▶ Exercise requirements:
Copy every line of the entries that has the string "being" in it.

▶ Data provided:
PR #153, opened 2023-10-01
Fix missing pluralization on Role

jgillich:
### Description
Both `cluster_permission` and `index_permission` should be plural as per the [docs](https://opensearch.org/docs/1.2/security-plugin/access-control/api#create-role).

### DIFF
--- a/model/security/role.smithy
+++ b/model/security/role.smithy
@@ -16,8 +16,8 @@ structure Role {
     reserved: Boolean
     hidden: Boolean
     description: String
-    cluster_permission: ClusterPermission
-    index_permission: IndexPermission
+    cluster_permissions: ClusterPermission
+    index_permissions: IndexPermission
     tenant_permissions: TenantPermission
     static: Boolean
 }
--- a/model/security/role.smithy
+++ b/model/security/role.smithy
@@ -17,7 +17,7 @@ structure Role {
     hidden: Boolean
     description: String
     cluster_permissions: ClusterPermission
-    index_permissions: IndexPermission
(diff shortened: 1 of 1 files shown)


Xtansia (dismissed):

model/security/role.smithy
```diff
@@ -16,8 +16,8 @@ structure Role {
     reserved: Boolean
     hidden: Boolean
     description: String
-    cluster_permission: ClusterPermission
-    index_permission: IndexPermission
+    cluster_permissions: ClusterPermission
+    index_permissions: IndexPermissionList
```
Xtansia, line 20: It looks like `IndexPermission` is also missing a `dls: String` field

model/security/role.smithy
```diff
@@ -16,8 +16,8 @@ structure Role {
...
     tenant_permissions: TenantPermission
```
Xtansia, line 21: `tenant_permissions` should also actually be a list of objects, rather than a list of strings. With each `TenantPermission` being of shape (in pseudo-code):
```
{
    tenant_patterns: List<String>,
    allowed_actions: List<String>
}
```

Xtansia (changes requested):
Thanks for catching this @jgillich, with your latest fix for being a list, I looked a bit closer, and noticed a couple other discrepancies that'd be awesome if you could fix while you're in this area?

jgillich:
Sure thing @Xtansia, I hope I did everything correctly :smile:

Xtansia (approved):
Looks good, thanks!

VachaShah (approved):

▶ Response for this exercise:
Xtansia, line 21: `tenant_permissions` should also actually be a list of objects, rather than a list of strings. With each `TenantPermission` being of shape (in pseudo-code):
Thanks for catching this @jgillich, with your latest fix for being a list, I looked a bit closer, and noticed a couple other discrepancies that'd be awesome if you could fix while you're in this area?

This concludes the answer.